In the opening scenes of Slumdog Millionaire, Jamal Malik (our pure-hearted hero, the good son) sits in a Mumbai police station where a fat cop beats the shit out of him, digging for a confession. Jamal, a poor, uneducated teenage nobody—the "slumdog" of the title—is on the verge of winning a historic jackpot on the Hindi version of Who Wants to Be a Millionaire. Somehow, surely, the cops reason (wait, the Who Wants to Be a Millionaire Police? Isn't there actual crime to deal with?), Jamal is cheating his slummy ass off. He must be stopped.

They review the tape of that day's show, and Jamal takes them, question by question, through his past and the odd, snarled strings of fate that delivered him to each correct answer. Once, as a child in the slums of Mumbai, a movie star's plane landed on a nearby airfield and Jamal was memorably dunked in some feces. That movie star's name is the answer to the first question, and Jamal remembers (because of the feces). Another time, in the clutches of an evil crime lord, Jamal was forced to sing to see if he was suitable to be blinded and turned out on the street to beg ("Blind singers earn double"). The evil crime lord's favorite song is the answer to another question. And so on.

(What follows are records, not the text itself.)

PR #88, opened 2017-12-08
Feature/support wind to n2k

sarfata:
Adds conversion from SignalK to NMEA2000 and a bunch of tests to go with it. I have tested that apparent wind is properly converted and displayed.

I had a few NMEA sentences with True wind that are converted but the displays seem to ignore them anyway.

@ronzeiller do you want to take a look at this PR before I merge it?
(it looks big now because I made it on top of yours. Once we merge your branch, there is only one commit here)

### DIFF
--- a/src/common/signalk/SKNMEA2000Visitor.cpp
+++ b/src/common/signalk/SKNMEA2000Visitor.cpp
@@ -22,11 +22,13 @@
   THE SOFTWARE.
 */
 
+#include "SKNMEA2000Visitor.h"
+
 #include <N2kMsg.h>
 #include <N2kMessages.h>
-#include "SKNMEA2000Visitor.h"
 #include "SKUpdate.h"
 #include "SKValue.h"
+#include "SKUnits.h"
 
 SKNMEA2000Visitor::SKNMEA2000Visitor() {
 }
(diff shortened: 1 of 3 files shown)


sarfata:
Also, I verified that NMEA2000 messages are sent properly. I think you said that sometimes NMEA2000Visitor is not called. Where was that? It does work here for sure.

ronzeiller:
@Sarfata
The `visitSKEnvironmentWind....` functions look all right.

For the 
`generateWind(double windAngle, double windSpeed, tN2kWindReference windReference) {....`

I have a question:
you write 
```
// We need to normalize wind to a direction because it is stored as un
// unsigned double.
```
Didn't we store signed and normalized directions?

Are you sure you need `SKNormalizeDirection(windAngle)` for all `windAngle`?
As there are coming angles and directions mixed.

....but why the tests get passed successfully then? :confused:

ronzeiller:
> Also, I verified that NMEA2000 messages are sent properly. I think you said that sometimes NMEA2000Visitor is not called. Where was that? It does work here for sure.

Yes, I mentioned this some time ago. 
There was nothing triggering when a PGN was coming in from the bus.
But with the new `visitSKEnvironmentWind....-`functions it should work. 

So the next steps are to bring the nicely built NMEA0183 sentences somehow to the Serial output.

You told me some month ago (for KBox master branch) to do a simple Serial.print 
but this would not cover the different NMEA_n outputs, the different baud rates on those outputs, and,........

Any plans for this?

sarfata:
> For the 
> `generateWind(double windAngle, double windSpeed, tN2kWindReference windReference) {....`
> 
> I have a question:
> you write 
> ```
> // We need to normalize wind to a direction because it is stored as un
> // unsigned double.
> ```
> Didn't we store signed and normalized directions?

We store signed internally in SignalK format but NMEA2000 stores in unsigned format.

When we parse NMEA2000 messages we need to make sure we convert 330 to -30 - and then when we generate NMEA2000 we need to make sure we convert -30 to 330.

We have tests for both scenario:
- https://github.com/sarfata/kbox-firmware/pull/88/files#diff-c43b3193341d41d532c69e5c40c51c66R169
- https://github.com/sarfata/kbox-firmware/blob/develop/src/test/signalk/SKNMEA2000ParserTest.cpp#L141 (you wrote this one ;)

> 
> Are you sure you need `SKNormalizeDirection(windAngle)` for all `windAngle`?
> As there are coming angles and directions mixed.
> 
> ....but why the tests get passed successfully then? :confused:

Yes we need it because angles and directions are always represented as one number between 0 and 360 degrees by NMEA2000 (which is something I learnt yesterday when I realized they store in an unsigned double).

Thanks for taking a look. I will merge this one too now.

And soon, Slumdog Millionaire—directed by Danny Boyle (Trainspotting, 28 Days Later) and Loveleen Tandan—makes itself clear: It is the simplest thing. It's just a fairy tale, maybe the most delightfully straightforward adaptation of folkloric archetypes I've seen in a modern movie, a series of trials (riddling sphinxes, giants to be slain, princesses in need of rescue—all figuratively, natch) separating Jamal from happily ever after and all that.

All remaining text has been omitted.